Issue #32, opened 2020-04-07
Ability to pass FeatureExtraction::createCovariateSettings to getCohortCharacteristics


edward-burn:
At the moment, I believe getCohortCharacteristics uses createDefaultCovariateSettings() from FeatureExtraction as the default for covariateSettings for getCohortCharacteristics(). It would be great if it were also possible to have the ability to use FeatureExtraction::createCovariateSettings() here, so as to include features not included in the default set.

gowthamrao:
@schuemie  seems like a good enhancement to have. I have noticed that the default cohort characterization specification is not sufficient to feel confident in the diagnostics of a cohort.

e.g. if we are building the phenotype of 'joint swelling' - i would be interested in having detailed information in table 1 of concepts that may cause joint swelling e.g. Rheumatoid arthritis, trauma, knee infection, etc. Only Rheumatoid arthritis would be in default table 1.

schuemie:
So I think there are two issues:
1. The need to use different covariateSettings when building the cohort characterization
2. The need to show different concepts in the default 'table 1'.

For 2, a solution is to simple replace the [Table1Specs](https://github.com/OHDSI/CohortDiagnostics/blob/master/inst/shiny/DiagnosticsExplorer/Table1Specs.csv). The format of these specifications is taken from FeatureExtraction. It could use some documentation. Any volunteers?

Adding covariateSettings as an argument to [runCohortDiagnostics](https://github.com/OHDSI/CohortDiagnostics/blob/master/R/RunDiagnostics.R#L58) (defaulting to the default covariate settings) sounds fine to me. @gowthamrao : you want to take that on?

gowthamrao:
> For 2, a solution is to simple replace the Table1Specs. The format of these specifications is taken from FeatureExtraction. It could use some documentation. Any volunteers?

Happy to. I will create an issue in FeatureExtraction

gowthamrao:
https://github.com/OHDSI/CohortDiagnostics/commit/155b5bbaac3c90f00a52ae4f0924f877bf3af92f

PR #46, opened 2020-04-19
Adds ability to pass covariateSettings object to modify default table 1 specs

gowthamrao:
Addresses enhancement request here https://github.com/OHDSI/CohortDiagnostics/issues/32

### DIFF
--- a/R/RunDiagnostics.R
+++ b/R/RunDiagnostics.R
@@ -49,10 +49,9 @@
 #' @param runIncidenceRate            Generate and export the cohort incidence  rates?
 #' @param runCohortOverlap            Generate and export the cohort overlap?
 #' @param runCohortCharacterization   Generate and export the cohort characterization?
-#' @param covariateSettings           (OPTIONAL) Either an object of type \code{covariateSettings} as created using one of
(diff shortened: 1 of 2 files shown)


R/RunDiagnostics.R
```diff
@@ -49,6 +49,10 @@
 #' @param runIncidenceRate            Generate and export the cohort incidence  rates?
 #' @param runCohortOverlap            Generate and export the cohort overlap?
 #' @param runCohortCharacterization   Generate and export the cohort characterization?
+#' @param covariateSettings           (OPTIONAL) Either an object of type \code{covariateSettings} as created using one of
```
schuemie, line 52: This argument is not optional, it must be provided. Luckily, if the user doesn't specify it , a default value is used. (The same is true for other arguments like `runCohortOverlap`.)

Please don't document default values of arguments. These will be automatically shown in the help file, where people can see it defaults to `FeatureExtraction::createDefaultCovariateSettings()`.

gowthamrao: > Please don't document default values of arguments. These will be automatically shown in the help file, where people can see it defaults to FeatureExtraction::createDefaultCovariateSettings().

Thank you!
***
## EXERCISE
From the records above, pull out each line that has "specifications".

## FINISHED EXERCISE
For 2, a solution is to simple replace the [Table1Specs](https://github.com/OHDSI/CohortDiagnostics/blob/master/inst/shiny/DiagnosticsExplorer/Table1Specs.csv). The format of these specifications is taken from FeatureExtraction. It could use some documentation. Any volunteers?
> For 2, a solution is to simple replace the Table1Specs. The format of these specifications is taken from FeatureExtraction. It could use some documentation. Any volunteers?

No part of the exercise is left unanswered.